## What you have to do:
Within the data below, copy each line where the string "wanted" is found.

Stored items from a collection

Issue #153, opened 2019-11-13
Replace Vec<T> by Box<[T]>


vincenthz:
In many immutable places, we keep `Vec<T>` instead of using `Box<[T]>` which save 8 bytes and also represent immutability better than Vec.

Issue #152, opened 2019-11-13
Optimise HAMT internal


vincenthz:
* mutable mode should kept the tree mutable and modify the tree on demand (Cow)
* freezing: should replace all mutated cells, back to frozen nodes
* replace recursive functions by explicit iterative functions
* optimise node internals (unsafe / pointers / ..)

PR #154, opened 2019-11-13
Optimise HAMT inner representation to use Box instead of Vec

vincenthz:
related to #153 #152


imhamt/src/content.rs
```diff
@@ -28,7 +28,7 @@ impl<K: Clone, V> KV<K, V> {
 pub enum SmallVec<T> {
     One(T),
     //Two(T, T),
-    Many(Vec<T>),
+    Many(Box<[T]>),
 }
```
mzabaluev: You could soon (now?) be able try to use const generics for the inline variant.

imhamt/src/hash.rs
```diff
@@ -37,7 +37,7 @@ pub struct LevelIndex(pub usize);
 
 impl LevelIndex {
     #[inline]
-    pub fn mask(&self) -> u32 {
+    pub const fn mask(&self) -> u32 {
         1u32.wrapping_shl(self.0 as u32)
```
mzabaluev: Is this meant to silently produce a zero bit mask for levels above 32? There is probably no other alternative if you want to have it as a const fn, just wanted to make sure.

imhamt/src/helper.rs
```diff
@@ -1,15 +1,15 @@
 #[inline]
-pub fn clone_array_and_insert_at_pos<A: Clone>(v: &Vec<A>, a: A, pos: usize) -> Vec<A> {
+pub fn clone_array_and_insert_at_pos<A: Clone>(v: &Box<[A]>, a: A, pos: usize) -> Box<[A]> {
```
mzabaluev: Why does the parameter type have to be a `Box` if you clone it anyway?
I think you can just pass a slice that `Box`, `Vec`, or `Bytes` can be deref-converted to.

imhamt/src/content.rs
mzabaluev: Is the branching between two variants worth having an inline form, BTW?
I had a similar [discussion](https://github.com/tokio-rs/bytes/issues/268) about `Bytes` recently, and they decided to cut down on internal dynamic polymorphism to speed up the main use cases.

NicolasDP: Here the main use case is often one output to track.

imhamt/src/helper.rs
vincenthz: ah yes, you're right. I got carried away

imhamt/src/hash.rs
vincenthz: yes, it's fine in this case, it should never need more

PR #158, opened 2019-11-19
Add tag for utxo witness

SebastienGllmt:
This PR is the result of @vincenthz 's comment: https://github.com/input-output-hk/chain-libs/pull/130#issuecomment-547757578

Up to you to decide if you want a tag for UTXO witnesses also. Just wanted to make the PR so that we don't forget to make the decision

### DIFF
--- a/chain-impl-mockchain/src/transaction/witness.rs
+++ b/chain-impl-mockchain/src/transaction/witness.rs
@@ -56,8 +56,13 @@ impl std::fmt::Display for Witness {
 pub struct WitnessUtxoData(Vec<u8>);
 
 impl WitnessUtxoData {
-    pub fn new(block0: &HeaderId, transaction_id: &TransactionSignDataHash) -> Self {
+    pub fn new(block0: &HeaderId, transaction_id: &TransactionSignDataHash, is_legacy: bool) -> Self {
         let mut v = Vec::with_capacity(65);
+        let tag = match is_legacy {
+            true => WITNESS_TAG_OLDUTXO,
+            false => WITNESS_TAG_UTXO,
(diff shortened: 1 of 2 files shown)


chain-impl-mockchain/src/transaction/witness.rs
```diff
@@ -56,8 +56,13 @@ impl std::fmt::Display for Witness {
 pub struct WitnessUtxoData(Vec<u8>);
 
 impl WitnessUtxoData {
-    pub fn new(block0: &HeaderId, transaction_id: &TransactionSignDataHash) -> Self {
+    pub fn new(block0: &HeaderId, transaction_id: &TransactionSignDataHash, is_legacy: bool) -> Self {
```
vincenthz: this shouldn't be a bool, something like (not keen on "Normal" but couldn't think of anything else):

```pub enum UtxoWitnessType { Normal, Legacy } ```

File: chain-impl-mockchain/src/transaction/witness.rs [hunk 2]
```diff
@@ -56,8 +56,13 @@ impl std::fmt::Display for Witness {
...
         let mut v = Vec::with_capacity(65);
+        let tag = match is_legacy {
+            true => WITNESS_TAG_OLDUTXO,
+            false => WITNESS_TAG_UTXO,
+        };
+        v.push(tag);
```
vincenthz: This is a breaking cryptographic change, so this need some coordination with others here.

vincenthz:
Thanks, this is sensible to apply before the release (but later than now, otherwise that create issues with the already released test run)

## Exercise result:
mzabaluev: Is this meant to silently produce a zero bit mask for levels above 32? There is probably no other alternative if you want to have it as a const fn, just wanted to make sure.
Up to you to decide if you want a tag for UTXO witnesses also. Just wanted to make the PR so that we don't forget to make the decision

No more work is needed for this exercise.